Rearward visibility is still reasonably good regardless of top position, the glass rear window includes a defroster, and the top can also be partially opened to act like a panoramic sunroof. There’s also an Always Open Timer function, which is basically an odometer for how long the top has been open. After about ten hours of driving during the JCW Convertible’s week on test, the Always Open Timer showed a reading of just over nine hours!
With the sun shining down into the open-roofed interior of the JCW Convertible, it becomes quickly evident that MINI elected to use many circular elements in their interior design. Just about every dial, gauge, vent, and handle is a circle, which plays well with the MINI logo itself. The red inserts on the sporty yet comfortable seats were able to offset the interior’s grey-black monotone very well, and the checkered flag John Cooper Works floor mats also created a nice element of depth. A head-up display projects speed and tachometer information to allow drivers to focus more on the road, and the row of toggle switches at the bottom of the dashboard are a neat touch.
For intotainment, parent company BMW has lent to MINI its wonderful iDrive system. The interface is slick and fast, with a snickety control dial. Although some settings are buried deep inside several menus on the 8.8-inch touch screen, the system is nice to use and fills the giant circular bezel well. The LEDs in the bezel also light up to show the tachometer or volume control position. The optional Harman Kardon audio is ridiculously clear and packs a very powerful punch, allowing drivers and passengers to blast the tunes when they’re not listening to the JCW Pro exhaust doing its thing.
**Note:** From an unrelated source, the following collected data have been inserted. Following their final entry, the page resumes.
PR #641, opened 2021-04-03
Onedrive Business account permissions fix #633

### LINKED ISSUE #633: OneDrive: 'account loading...'

mymindstorm:


jbostoen:
Thank you very very much for integrating this!

Should there be a note about permissions to the organization's administrators? Or perhaps to the user telling them they might need to consult their admin?

mymindstorm:
> Should there be a note about permissions to the organization's administrators?

Added

> Or perhaps to the user telling them they might need to consult their admin?

The consent screen will prompt users to request admin approval if they cannot authorize the app. At some point in the future, the consent screen will mark the integration as "untrustworthy" due us not being able to register it with a verified publisher (no legal entity to register as a MS Partner with).

image

src/background.ts
```diff
@@ -331,7 +331,9 @@ function getBackupToken(service: string) {
       redirUrl = encodeURIComponent(chrome.identity.getRedirectURL());
       authUrl = `https://login.microsoftonline.com/common/oauth2/v2.0/authorize?client_id=${
         getCredentials().onedrive.client_id
-      }&response_type=code&redirect_uri=${redirUrl}&scope=https%3A%2F%2Fgraph.microsoft.com%2FFiles.ReadWrite.AppFolder%20https%3A%2F%2Fgraph.microsoft.com%2FUser.Read%20offline_access&response_mode=query&prompt=consent`;
+      }&response_type=code&redirect_uri=${redirUrl}&scope=https%3A%2F%2Fgraph.microsoft.com%2FFiles.ReadWrite${
+        localStorage.oneDriveBusiness === "false" ? ".AppFolder" : ""
```
Sneezry: Shoud `localStorage.oneDriveBusiness !== "true"` make more sense here?

mymindstorm: They both work, I just thought that this would be easier to read.

Sneezry: My concern is if `localStorage.oneDriveBusiness` is `undefined`, this logic should be incorrect.

jbostoen: I'm unfamiliar with extensions or the settings, but I was mostly wondering why there are quotes around the boolean?

Sneezry: localStorage can only store string values

Sneezry (approved):

jbostoen:
Any idea when this will result in a new release? 😁

mymindstorm:
See #646

Sneezry:
> Any idea when this will result in a new release? 😁

For Chrome, because we have more than 1.5M users, we need incremental rollouts. It could be as long as one month to deliver this version to all existing users. New-install users are able to install this version once it's available in CWS. This version should be available in CWS within one week.

For Firefox, @mymindstorm correct me if I have any mistake, it should be already available to all users, including existing users and new-install users.

For Edge, we may need some time before it is available to public, but it could not be too long.

jbostoen:
Thanks @Sneezry !

Question: is the 'manual sync' actually a one way backup rather than a sync?

I set up the Authenticator with a OneDrive Business on 2 different computers. 
They both already had different TOTPs; in the JSON file on OneDrive Business I only see a backup of one of those 2 lists at a time.

mymindstorm:
> For Firefox, @mymindstorm correct me if I have any mistake, it should be already available to all users, including existing users and new-install users.

It is usually immediately available. They _used_ to have incremental rollouts but removed it for some reason.

> For Edge, we may need some time before it is available to public, but it could not be too long.


Edge usually takes a week or two for certification and is available immediately. 


> Question: is the 'manual sync' actually a one way backup rather than a sync

We will have to correct the string. It is a one way backup and is referenced that way in all other parts of the ui. The only "sync" is the browsers built in extension data sync. I would be wary of using it without backups because it tends to be finicky.

jbostoen:
Hm, thanks for the answer @mymindstorm . I'll have to discuss it with colleagues, but it it would be more clear to remove the word "sync" as it implies two-way sync

PR #648, opened 2021-04-22
fix(onedrive): fix onedrive permission doc link unclickable

Sneezry:


mymindstorm (approved):
That is weird. It works just fine in ffox. I really need to get around to writing all those unit tests so we don't have to deal with these problems.

sedabasfirinci:
633527

PR #654, opened 2021-04-29
Added password field to prepend to otp when copying to clipboard

cesaregiannetti:
Some providers use to concatenate the password and the otp, this makes it more convenient.
This work was done for myself, quick and dirty, but with your help might become useful to others.

Schermata 2021-04-29 alle 16 39 22
Schermata 2021-04-29 alle 16 39 56

### DIFF
--- a/_locales/ar/messages.json
+++ b/_locales/ar/messages.json
@@ -389,5 +389,8 @@
     },
     "backup_file_info": {
         "message": "Backup your data to a file."
+    },
+    "password": {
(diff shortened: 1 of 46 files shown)


Sneezry:
This will make 2-factor authentication useless, because you put the 2 factors in one same place.

cesaregiannetti:
> This will make 2-factor authentication useless, because you put the 2 factors in one same place.

Good point.. well, I tried

PR #660, opened 2021-05-09
Fix 3rd party backup errors

### LINKED ISSUE #659: Importing data does not work
<More info here: https://authenticator.cc/docs/en/lost-codes>

**Describe the bug:** When I import my data from the extension, it doesn't work. I tired importing the JSON file and the text file from my previous backup, when I clicked the button nothing happened. No warning, no progress, nothing. I tired reinstalling the extension to no avail.

**Platform:** <This is required>
 - Browser: Edge
 - Browser Version: Version 90.0.818.56 (Official build) (64-bit)

mymindstorm:
fixes #659

### DIFF
--- a/src/components/Import/FileImport.vue
+++ b/src/components/Import/FileImport.vue
@@ -65,6 +65,7 @@ export default Vue.extend({
               (key) => ["key", "enc", "hash"].indexOf(key) === -1
             ).length;
           } catch (e) {
+            console.warn(e);
             const result = await getEntryDataFromOTPAuthPerLine(
               reader.result as string
             );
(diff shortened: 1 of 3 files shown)


src/components/Import/FileImport.vue
```diff
@@ -75,8 +76,10 @@ export default Vue.extend({
 
           let key: { enc: string; hash: string } | null = null;
 
-          if (importData.key) {
-            key = importData.key;
+          if (importData.hasOwnProperty("key")) {
```
Sneezry, line 79: Is it necessary? `importData` is parsed from a JSON string, and not an instance of a class. `importData` has no inheritance from the prototype.

mymindstorm: Yes, the error with backup creates data like this:
```json
{
    "key": null
}
```
Because of that
```js
Boolean(importData.key) == false
```
so the only way to check if the key exists if it could be null is:
```js
importData.hasOwnProperty("key")
// or
"key" in importData
```
I am not aware of any relation between hasOwnProperty and classes, I am under the impression that it is a method for objects.

Sneezry: I see.

Sneezry (approved):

Bluetooth pairing and call quality is clear and easy to do, but no Apple CarPlay function is available just yet. Other MINI products are starting to get this gold standard of smartphone integration, so expect it to trickle down to the three-door Mini in the near future.
Overall, the 2017 MINI John Cooper Works Convertible is extremely fun, making for a potent punch when combining its turbocharged engine and handling competence. The six-speed automatic transmission, contrary to most car enthusiasts’ beliefs, is far from a letdown, and does its job very well. The features and accessories do drive the price up, and may hurt the MINI’s competitiveness against the likes of the two-seater Mazda MX-5 and Fiat 124 (reviewed here) twins. For those considering the MINI, skimping on some of the options and accessories brings the price down enough for the cheerful and competent convertible to be a more reasonable bang for the buck. It’s an addictive car that leaves drivers always wanting to get behind the wheel, and with a well-performing convertible top, it can be enjoyed rain or shine.